Task prompt
Transcribe the line containing "- Corrected function" and every line after it, exactly, through the end of the records.

(Collected data entries)

PR #3666, opened 2021-12-15
Adding support of negative patterns for DownloadBuildArtifacts task in scenarios with using file share

denis-tikhomirov:
Added support of pre-handling minimatch patterns from azure-pipelines-task-lib ([PS version](https://github.com/microsoft/azure-pipelines-task-lib/blob/21dac986b4c7478eb2ed8ffbd60e4fad62904438/powershell/VstsTaskSdk/FindFunctions.ps1#L306) / [TS version](https://github.com/microsoft/azure-pipelines-task-lib/blob/0bbb9f8f133f8052aa1cb602c2408470c1fe4afe/node/task.ts#L1406)) to DownloadBuildArtifacts task in scenarios with using file share. 
The logic allows to handle negative minimatch patterns correctly.

Checked cases:
- download all (like `**`)
- download all (like `**`) except 1or 2 file (like `!**/file.1.nupkg`)
- download all (like `**`) except group of files (like `!**/file.*.nupkg`)
- download all (like `**`) except directory (like `!**/folder1/**`)
- download directory (like `**/folder1/**`) except 1 file (like `!**/folder1/file.1.nupkg`)
- download group files (like `**/file.*.nupkg`) except 1 file (like `!**/file.1.nupkg`)
- download all (like `**`) except directory (like `!**/folder1/**`) but with downloading 1 file from the directory (like `!!**/folder1/file.1.nupkg`)
- using of whitespaces in start and end of pattern
- using of sharp (`#`) in pattern
- using of empty pattern
- using of pattern without asterisks (full path to file in artifact)

Checklist:
- There’s no risky dependency updates
   - Corrected function is used by 2 tasks. And both these tasks work correctly with the changes.

- Changes has been tested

Exercise solution
   - Corrected function is used by 2 tasks. And both these tasks work correctly with the changes.

- Changes has been tested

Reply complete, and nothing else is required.